■ **BRIEF**
In the entries that follow, the first line to write out is the one containing "PR #6640, opened 2025-04-14", and the last is the one containing "a separate repo).". Reproduce that stretch exactly, with nothing before or after it.

--- EXERCISE DATA Enclosed Below ---

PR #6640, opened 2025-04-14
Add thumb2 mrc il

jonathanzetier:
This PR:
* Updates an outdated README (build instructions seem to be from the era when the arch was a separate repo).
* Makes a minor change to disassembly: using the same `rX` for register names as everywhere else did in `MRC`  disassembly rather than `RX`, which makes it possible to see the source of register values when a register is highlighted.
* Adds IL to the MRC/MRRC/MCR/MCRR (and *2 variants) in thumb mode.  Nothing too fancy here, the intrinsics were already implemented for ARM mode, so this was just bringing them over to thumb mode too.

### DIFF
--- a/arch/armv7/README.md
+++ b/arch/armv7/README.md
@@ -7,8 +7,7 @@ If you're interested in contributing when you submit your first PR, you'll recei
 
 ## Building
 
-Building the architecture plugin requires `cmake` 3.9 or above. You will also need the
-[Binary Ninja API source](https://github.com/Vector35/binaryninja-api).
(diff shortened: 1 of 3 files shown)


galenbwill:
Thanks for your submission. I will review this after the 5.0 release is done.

--- End of Enclosed EXERCISE DATA ---
--- EXERCISE DATA Enclosed Below ---

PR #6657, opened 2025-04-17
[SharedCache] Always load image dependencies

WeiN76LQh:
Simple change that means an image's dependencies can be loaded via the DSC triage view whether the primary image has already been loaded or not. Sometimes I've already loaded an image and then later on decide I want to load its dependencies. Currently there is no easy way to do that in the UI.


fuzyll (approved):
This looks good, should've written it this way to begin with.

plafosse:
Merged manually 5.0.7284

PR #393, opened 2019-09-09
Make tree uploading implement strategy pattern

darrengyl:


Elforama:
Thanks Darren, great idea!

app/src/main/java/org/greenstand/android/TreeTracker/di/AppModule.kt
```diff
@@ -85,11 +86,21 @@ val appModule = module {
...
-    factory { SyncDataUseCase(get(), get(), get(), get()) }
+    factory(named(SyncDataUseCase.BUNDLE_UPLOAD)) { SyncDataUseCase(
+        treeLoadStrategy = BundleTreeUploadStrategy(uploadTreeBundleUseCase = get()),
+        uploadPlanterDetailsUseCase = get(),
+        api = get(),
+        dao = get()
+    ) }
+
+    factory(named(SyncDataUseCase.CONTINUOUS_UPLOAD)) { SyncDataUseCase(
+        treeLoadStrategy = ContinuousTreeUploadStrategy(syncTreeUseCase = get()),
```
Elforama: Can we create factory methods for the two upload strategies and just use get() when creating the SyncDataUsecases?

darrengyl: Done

--- End of Enclosed EXERCISE DATA ---

■ **RESPONSE TO THE TASK**
PR #6640, opened 2025-04-14
Add thumb2 mrc il

jonathanzetier:
This PR:
* Updates an outdated README (build instructions seem to be from the era when the arch was a separate repo).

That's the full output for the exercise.